Second, consider all the people in hospitals around the globe fighting cancer. I used to lie in bed at night and picture men and women and children in chemotherapy infusion rooms, in beds, being wheeled in and out of operating rooms. All these individual human beings were fighting a battle with cancer--some facing much bigger foes than I--and all were doing their best. This realization was another I came back to again and again. Each time, it dialed down the aloneness I felt while feeding my sense of the power of the human spirit.

Third, cordon off some mental space for what you want to learn and become in the crucible of cancer. Most of us have relatively little control over whether we get breast cancer. What we can control is how we respond to it: will we grow bigger, more loving, and braver as a result of this experience? Or will we become smaller, brittle, and more frightened? There really is not much middle ground. So if you choose the first, higher path, and you make this choice consciously, you will find yourself learning as you go--and logging this experience, not only for the moment, but for those beyond cancer as well. For example, I saw about midway through cancer 2 that I could reduce my own suffering by taking a longer-term view--on treatment and its effects, on my life goals, and on my most important relationships. Less just-in-time reacting (and frantic doing), more observation, deep breathing and emotional processing.

Fourth, if you choose this higher road, you will, at times, have the sense that you are an alchemist, transmuting base metal into gold, as you see something positive and powerful in the midst of great adversity.
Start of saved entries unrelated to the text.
PR #5532, opened 2023-02-18
Remove second set of Thread#suspend and Thread#resume usage

matthiasblaesing:
- INSANE referenced Thread#suspend and Thread#resume but only from commented code (57bb070662e3ab3f43efd3b907bc7750daf47eb4)
- extbrowser references them only from unused test code (492479216befc2fcd7dba8c86978580578458754)
- editor.search references them only from test code as last resort. That is switch to #interrupt (db16282f7000ec21e8b123e476862292e92ac209)

Related to #4952


lkishalmi (approved):
Looks good to me.

Bit sad about seeing tests go, but I agree. Old and unmaintained.

matthiasblaesing:
@lkishalmi thank you for the review.

In general I agree, that tests are good. That though needs to more comments: They need to work and be actually run. If that is not the case, they become a liability.

I'll let this stay for a week to give others time to have a look and if no-one objects till then, I'll merge.

mbien (approved):

Issue #5072, opened 2022-12-12
[PHP] Intersection types is not highlighted nor clickable on function return type and property type


the-liquid-metal:
### Apache NetBeans version

Apache NetBeans 16

### What happened

Netbeans already able to validate and highlight class name in context of intersection types. All accepted position: function argument type, function return type, property type are fine. Unfortunately this did not happen to interface. There are:
- missing validation and highlighting on function return type and property type.
- missing validation on function argument type.

### How to reproduce

```php
<?php
class Class1 {}
class Class2 {}
interface Iface1 {}
interface Iface2 {}

// displayed highlight: all accept null
// missing highlight: [none]
// displayed error: null and 2nd Class1
// missing error: 2nd Iface1
function funcX(Class1 & Class2 & Iface1 & Iface2 & null & Class1 & Iface1 $arg1) {
    echo $arg1;
}

// displayed highlight: Class1 and Class2
// missing highlight: Iface1 and Iface2
// displayed error: null and 2nd Class1
// missing error: 2nd Iface1
function funcY($arg1): Class1 & Class2 & Iface1 & Iface2 & null & Class1 & Iface1 {
    echo $arg1;
}

class Class3 {
    // displayed highlight: Class1 and Class2
    // missing highlight: Iface1 and Iface2
    // displayed error: null and 2nd Class1
    // missing error: 2nd Iface1
    public Class1 & Class2 & Iface1 & Iface2 & null & Class1 & Iface1 $prop1;
}
```

### Did this work correctly in an earlier version?

No / Don't know

### Operating System

Windows 10

### JDK

Java: 14.0.1; Java HotSpot(TM) 64-Bit Server VM 14.0.1+7 Runtime: Java(TM) SE Runtime Environment 14.0.1+7

### Apache NetBeans packaging

Apache NetBeans provided installer

### Are you willing to submit a pull request?

No

### Code of Conduct

Yes

KacerCZ:
Reproducible.
Thanks fro your report.

KacerCZ:
During testing I also found out, that "Find Usages" does not find all usages of `Iface1` and `Iface2`.

KacerCZ:
PR #5534 fixes reported errors.

PR #5534, opened 2023-02-19
Fixed detection of duplicate types

KacerCZ:
Goes through all types and does not return on first error.
Partial fix for #5072

### DIFF
--- a/php/php.editor/src/org/netbeans/modules/php/editor/verification/UnusableTypesHintError.java
+++ b/php/php.editor/src/org/netbeans/modules/php/editor/verification/UnusableTypesHintError.java
@@ -430,18 +430,15 @@ public class UnusableTypesHintError extends HintErrorRule {
                 }
                 if (checkedTypes.contains(name)) {
                     createDuplicateTypeError(type, typeName);
-                    return;
                 } else if (checkedTypes.contains(Type.BOOL)) {
                     // bool|false bool|true
                     if (Type.FALSE.equals(name) || Type.TRUE.equals(name)) {
                         createDuplicateTypeError(type, typeName);
-                        return;
                     }
                 } else if (checkedTypes.contains(Type.FALSE) || checkedTypes.contains(Type.TRUE)) {
                     // false|bool true|bool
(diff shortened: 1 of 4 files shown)


php/php.editor/src/org/netbeans/modules/php/editor/verification/UnusableTypesHintError.java
```diff
@@ -430,18 +430,15 @@ private void checkDuplicateType(List<Expression> types) {
                 }
                 if (checkedTypes.contains(name)) {
                     createDuplicateTypeError(type, typeName);
-                    return;
```
junichi11, line 433: I've added it for a little performance (because the next error is shown if the error is fixed) but I don't think this fix has a big problem. So, it's OK.

php/php.editor/src/org/netbeans/modules/php/editor/verification/UnusableTypesHintError.java
```diff
@@ -430,18 +430,15 @@ private void checkDuplicateType(List<Expression> types) {
...
                 } else if (checkedTypes.contains(Type.BOOL)) {
                     // bool|false bool|true
                     if (Type.FALSE.equals(name) || Type.TRUE.equals(name)) {
                         createDuplicateTypeError(type, typeName);
-                        return;
```
junichi11, line 438: Unit tests?

KacerCZ: I've added more test cases covering also combinations of boolean type error with duplicate class error.

php/php.editor/src/org/netbeans/modules/php/editor/verification/UnusableTypesHintError.java
KacerCZ: Right, original code with early exit finishes faster.
If there is no error then all types will be checked anyway.

junichi11 (approved):
Thanks.

KacerCZ:
Thanks for the review.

I will never forget the chemo nurse who held my head as I vomited through my final infusion. She was present and kind and unflappable surrounded by all that suffering. I pull her picture up often now, finding inspiration for my own perspective and behavior in stressful situations.

Finally, never forget that you are stronger and more courageous than you know. Outer layers of fear and doubt often cover the inner vigor and bravery. But do not be deceived. Much of what you need to deal with cancer and its repercussions is right there, down in your core. But to access this spirit, you have to believe it is there at the same time that you find the resolve to dig deeper than the fear, to not cave in to such intense anxiety and where it wants to take you. This is hard. And I, for one, could not consistently rise to the challenge. But when I did, my struggles and fright diminished while my confidence and sense of having some control increased.

In my experience and those of other women I know playing the mental game of cancer, these lessons have stretched beyond October and the attention paid to breast cancer.